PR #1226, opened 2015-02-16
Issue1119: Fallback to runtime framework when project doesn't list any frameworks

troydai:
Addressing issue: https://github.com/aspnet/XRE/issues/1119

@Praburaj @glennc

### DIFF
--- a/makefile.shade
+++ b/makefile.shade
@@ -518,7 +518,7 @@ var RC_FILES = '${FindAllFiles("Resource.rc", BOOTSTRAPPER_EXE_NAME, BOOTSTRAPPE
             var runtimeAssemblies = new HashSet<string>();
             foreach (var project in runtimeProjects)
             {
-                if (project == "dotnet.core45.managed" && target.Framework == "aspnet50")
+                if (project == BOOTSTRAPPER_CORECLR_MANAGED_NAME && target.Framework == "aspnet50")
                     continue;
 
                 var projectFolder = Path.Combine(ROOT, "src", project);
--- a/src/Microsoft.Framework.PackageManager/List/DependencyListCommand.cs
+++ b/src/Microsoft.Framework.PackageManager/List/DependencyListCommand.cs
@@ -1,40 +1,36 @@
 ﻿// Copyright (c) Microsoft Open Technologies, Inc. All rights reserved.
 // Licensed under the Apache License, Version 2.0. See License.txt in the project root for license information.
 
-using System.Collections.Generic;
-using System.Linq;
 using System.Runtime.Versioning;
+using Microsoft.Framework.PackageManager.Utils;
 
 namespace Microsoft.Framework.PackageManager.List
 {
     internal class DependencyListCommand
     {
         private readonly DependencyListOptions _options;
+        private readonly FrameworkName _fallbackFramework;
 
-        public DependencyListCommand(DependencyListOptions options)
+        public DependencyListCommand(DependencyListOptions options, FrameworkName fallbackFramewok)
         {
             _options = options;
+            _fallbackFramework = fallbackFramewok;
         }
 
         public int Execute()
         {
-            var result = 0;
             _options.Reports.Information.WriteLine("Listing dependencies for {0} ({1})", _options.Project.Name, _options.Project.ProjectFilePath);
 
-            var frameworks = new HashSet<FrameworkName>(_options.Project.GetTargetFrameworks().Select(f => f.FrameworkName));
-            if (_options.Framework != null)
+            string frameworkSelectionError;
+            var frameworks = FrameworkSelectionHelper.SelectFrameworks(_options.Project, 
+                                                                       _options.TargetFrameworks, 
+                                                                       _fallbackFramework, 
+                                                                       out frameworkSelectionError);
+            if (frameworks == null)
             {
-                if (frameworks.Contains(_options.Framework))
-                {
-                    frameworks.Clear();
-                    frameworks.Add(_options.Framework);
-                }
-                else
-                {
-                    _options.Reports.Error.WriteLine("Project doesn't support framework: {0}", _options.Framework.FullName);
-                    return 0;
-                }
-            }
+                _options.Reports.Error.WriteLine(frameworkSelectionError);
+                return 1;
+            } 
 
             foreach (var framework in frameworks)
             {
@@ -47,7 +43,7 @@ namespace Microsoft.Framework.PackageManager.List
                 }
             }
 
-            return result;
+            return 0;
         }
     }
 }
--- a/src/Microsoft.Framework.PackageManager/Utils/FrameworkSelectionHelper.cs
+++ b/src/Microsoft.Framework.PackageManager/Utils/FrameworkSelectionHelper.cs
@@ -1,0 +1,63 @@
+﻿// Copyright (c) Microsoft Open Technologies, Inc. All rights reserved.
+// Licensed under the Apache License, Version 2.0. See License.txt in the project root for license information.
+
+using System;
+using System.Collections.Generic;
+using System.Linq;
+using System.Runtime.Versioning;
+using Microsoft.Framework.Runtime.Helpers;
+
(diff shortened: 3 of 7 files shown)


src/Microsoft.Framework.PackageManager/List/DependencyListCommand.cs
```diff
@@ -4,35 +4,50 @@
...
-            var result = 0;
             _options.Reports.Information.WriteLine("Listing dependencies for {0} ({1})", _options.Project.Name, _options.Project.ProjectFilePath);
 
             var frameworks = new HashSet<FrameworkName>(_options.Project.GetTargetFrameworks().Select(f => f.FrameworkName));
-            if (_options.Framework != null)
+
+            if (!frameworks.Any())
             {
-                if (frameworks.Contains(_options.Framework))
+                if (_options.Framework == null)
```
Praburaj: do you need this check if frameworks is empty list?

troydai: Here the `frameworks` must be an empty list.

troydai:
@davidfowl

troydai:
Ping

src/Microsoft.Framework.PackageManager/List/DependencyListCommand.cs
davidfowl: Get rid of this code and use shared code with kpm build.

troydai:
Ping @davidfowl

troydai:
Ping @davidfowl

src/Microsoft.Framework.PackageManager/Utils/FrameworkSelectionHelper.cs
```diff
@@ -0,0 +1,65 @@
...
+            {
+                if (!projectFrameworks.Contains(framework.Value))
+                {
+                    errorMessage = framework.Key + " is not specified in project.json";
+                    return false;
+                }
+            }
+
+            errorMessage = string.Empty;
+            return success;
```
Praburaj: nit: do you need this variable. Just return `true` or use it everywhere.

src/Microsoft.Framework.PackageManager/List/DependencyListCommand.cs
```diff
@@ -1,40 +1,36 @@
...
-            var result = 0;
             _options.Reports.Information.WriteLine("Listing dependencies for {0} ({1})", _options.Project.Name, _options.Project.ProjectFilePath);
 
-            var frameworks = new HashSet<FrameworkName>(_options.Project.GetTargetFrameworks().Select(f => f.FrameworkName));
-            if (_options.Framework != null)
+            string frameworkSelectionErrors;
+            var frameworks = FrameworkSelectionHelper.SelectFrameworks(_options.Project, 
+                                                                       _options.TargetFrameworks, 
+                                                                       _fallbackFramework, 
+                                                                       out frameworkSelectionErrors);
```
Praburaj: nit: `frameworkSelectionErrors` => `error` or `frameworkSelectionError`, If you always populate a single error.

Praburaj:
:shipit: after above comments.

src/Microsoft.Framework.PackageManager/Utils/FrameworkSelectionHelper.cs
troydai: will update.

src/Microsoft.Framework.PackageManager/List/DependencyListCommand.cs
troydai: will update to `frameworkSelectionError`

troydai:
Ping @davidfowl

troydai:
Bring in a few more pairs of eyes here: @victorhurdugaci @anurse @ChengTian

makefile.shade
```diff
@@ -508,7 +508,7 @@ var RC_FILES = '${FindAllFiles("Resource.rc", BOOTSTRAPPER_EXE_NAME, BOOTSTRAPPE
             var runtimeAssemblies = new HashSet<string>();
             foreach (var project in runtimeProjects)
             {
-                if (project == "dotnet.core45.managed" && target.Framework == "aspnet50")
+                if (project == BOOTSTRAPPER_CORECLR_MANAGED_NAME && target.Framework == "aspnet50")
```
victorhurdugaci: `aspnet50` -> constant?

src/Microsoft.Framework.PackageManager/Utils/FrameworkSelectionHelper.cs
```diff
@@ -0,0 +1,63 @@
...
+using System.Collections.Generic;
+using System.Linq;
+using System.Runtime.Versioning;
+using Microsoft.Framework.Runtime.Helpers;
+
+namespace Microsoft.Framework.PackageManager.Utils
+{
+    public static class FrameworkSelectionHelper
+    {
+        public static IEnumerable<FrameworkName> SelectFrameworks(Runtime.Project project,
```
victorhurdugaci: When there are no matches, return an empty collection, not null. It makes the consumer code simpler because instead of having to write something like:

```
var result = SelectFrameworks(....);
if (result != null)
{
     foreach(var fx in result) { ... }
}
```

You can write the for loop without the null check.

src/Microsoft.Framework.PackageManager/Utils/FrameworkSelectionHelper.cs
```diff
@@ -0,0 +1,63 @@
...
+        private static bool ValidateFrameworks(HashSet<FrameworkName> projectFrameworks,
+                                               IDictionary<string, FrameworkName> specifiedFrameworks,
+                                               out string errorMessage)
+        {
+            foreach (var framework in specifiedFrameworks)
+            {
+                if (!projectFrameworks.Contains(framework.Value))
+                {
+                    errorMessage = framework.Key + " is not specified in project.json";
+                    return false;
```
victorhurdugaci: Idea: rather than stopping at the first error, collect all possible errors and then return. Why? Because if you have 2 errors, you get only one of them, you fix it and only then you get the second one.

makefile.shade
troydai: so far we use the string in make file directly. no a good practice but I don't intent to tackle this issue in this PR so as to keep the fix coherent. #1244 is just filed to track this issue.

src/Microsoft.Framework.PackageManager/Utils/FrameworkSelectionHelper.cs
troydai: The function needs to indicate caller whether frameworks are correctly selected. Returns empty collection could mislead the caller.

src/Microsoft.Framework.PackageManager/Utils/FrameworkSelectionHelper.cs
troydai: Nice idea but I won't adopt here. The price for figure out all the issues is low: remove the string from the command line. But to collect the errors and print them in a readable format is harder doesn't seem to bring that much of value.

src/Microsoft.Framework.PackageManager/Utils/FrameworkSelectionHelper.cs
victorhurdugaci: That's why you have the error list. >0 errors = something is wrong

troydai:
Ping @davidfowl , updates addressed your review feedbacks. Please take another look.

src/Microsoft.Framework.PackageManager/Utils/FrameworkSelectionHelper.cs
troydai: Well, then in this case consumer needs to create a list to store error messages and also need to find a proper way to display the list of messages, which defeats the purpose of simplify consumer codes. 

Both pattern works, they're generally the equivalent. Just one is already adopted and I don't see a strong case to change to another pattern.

WORK TASK -> Scan the entries above for the word "DependencyListOptions", then copy every line in which it occurs.

YOUR SOLUTION ->
         private readonly DependencyListOptions _options;
-        public DependencyListCommand(DependencyListOptions options)
+        public DependencyListCommand(DependencyListOptions options, FrameworkName fallbackFramewok)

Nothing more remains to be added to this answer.